You May Have Sjögren's Syndrome
The National Institutes of Health
From NIH News in Health (NIH)
If your eyes and mouth feel as dry as a desert, there are many possible causes, such as bad air quality and certain medications. But if you have long-lasting, uncomfortable dryness in your eyes and mouth, along with fatigue or pain and swelling in some of your joints, you may have a condition called Sjögren's syndrome.
Sjögren's (pronounced SHOW-grins) syndrome affects as many as 4 million people nationwide. Men and women of all ages can develop the condition, but it most often shows up in women in their 50s and 60s. The disorder is 9 times more common in women than in men.
Sjögren's syndrome arises when the body's immune system, which ordinarily attacks invading bacteria and viruses, starts killing off the body's own moisture-producing cells. The condition can occur on its own or alongside other diseases, such as lupus or rheumatoid arthritis, in which the immune system mistakenly attacks parts of the body.
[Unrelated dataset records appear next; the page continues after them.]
PR #2514, opened 2025-07-18
[at_meine_abgeordneten] Limitation or bug in date parsing

nvmbrasserie:
opensanctions/crawler-planning#323

### DIFF
--- a/datasets/at/meine_abgeordneten/crawler.py
+++ b/datasets/at/meine_abgeordneten/crawler.py
@@ -17,10 +17,8 @@ MAX_POSITION_NAME_LENGTH = 120
 
 def extract_dates(context: Context, url, el):
     active_date_el = el.find('.//span[@class="aktiv"]')
-    inactive_dates_el = [
-        el.find('.//span[@class="inaktiv"]'),
-        el.find('.//div[@class="text-right ml-auto flex-grow-1"]'),
-    ]
+    inactive_dates_el = el.find('.//span[@class="inaktiv"]')
+    # el.find('.//div[@class="text-right ml-auto flex-grow-1"]'),
     start_date = None
     end_date = None
     assume_current = False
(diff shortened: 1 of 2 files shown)


datasets/at/meine_abgeordneten/crawler.py
```diff
@@ -17,27 +17,34 @@
 
 def extract_dates(context: Context, url, el):
     active_date_el = el.find('.//span[@class="aktiv"]')
-    inactive_dates_el = el.find('.//span[@class="inaktiv"]')
+    inactive_dates_el = [
+        el.find('.//span[@class="inaktiv"]'),
+        el.find('.//div[@class="text-right ml-auto flex-grow-1"]'),
```
jbothma: I'm trying to think if there's a better way than optionally matching `class="text-right ml-auto flex-grow-1"`. The problem with this is that we won't know when this breaks, at which point, what did we fix? All it takes is for someone to feel like they want a little more padding or margin in there for it to break.

I know it adds complexity, but maybe somehting we can do is this logic:

- if we didn't find an aktiv or an inaktiv
  - assert that el (which is funktionseile) has two children
  - take the first child (this has sources and dates)
  - assert it has three children
  - take the third child (this has dates)
  - take its contents as the date string

if we run that logic on the whole dataset, does it work out ok?

jbothma (commented):
testing so far:

it looks like

image

for https://www.meineabgeordneten.at/Abgeordnete/susanne.rosenkranz disappears because once we parse the end date, we know it falls outside our after-office time for non-national position - so that's good

nvmbrasserie:
https://www.meineabgeordneten.at/Abgeordnete/aslihan.bozatemur
https://www.meineabgeordneten.at/Abgeordnete/Safak.Akcay
https://www.meineabgeordneten.at/Abgeordnete/omar.alrawi
https://www.meineabgeordneten.at/Abgeordnete/aslihan.bozatemur
https://www.meineabgeordneten.at/Abgeordnete/helmut.hofer-gruber

datasets/at/meine_abgeordneten/crawler.py
```diff
@@ -181,8 +210,10 @@ def crawl_item(url_info_page: str, context: Context):
     )
 
     parsed_some_mandatee_date = False
+    # Only parse the mandate rows that are not hidden
+    # (i.e. not containing the class "d-block d-lg-none")
```
jbothma:
```suggestion
    # Only parse the mandate rows that are shown on desktop ("d-block d-lg-none")
    # i.e. skip the rows with same content but different layout for mobile
```

jbothma (approved):
Thanks! Looks good!

I made a suggestion for tightening up the hidden content comment, other than that 🚀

In some cases of Sjögren's, the immune system attacks several parts of the body, including the eyes, mouth, joints and internal organs. Because the disorder has such varying effects, diagnosing Sjögren's syndrome can take a long time.
"The average time to diagnose Sjögren's is about 7 years from the first symptoms, because the symptoms can be very subtle," says Dr. Gabor Illei, head of the Sjögren's Clinic on the NIH campus in Bethesda, Maryland.
Physicians use several tests to make a diagnosis. These include measuring tear and saliva flow, blood tests, and biopsies. In the biopsy test, a surgeon removes a small saliva-producing gland from the lip and looks at it under a microscope. The blood tests and biopsies let physicians know if the body's immune system is attacking saliva-producing cells.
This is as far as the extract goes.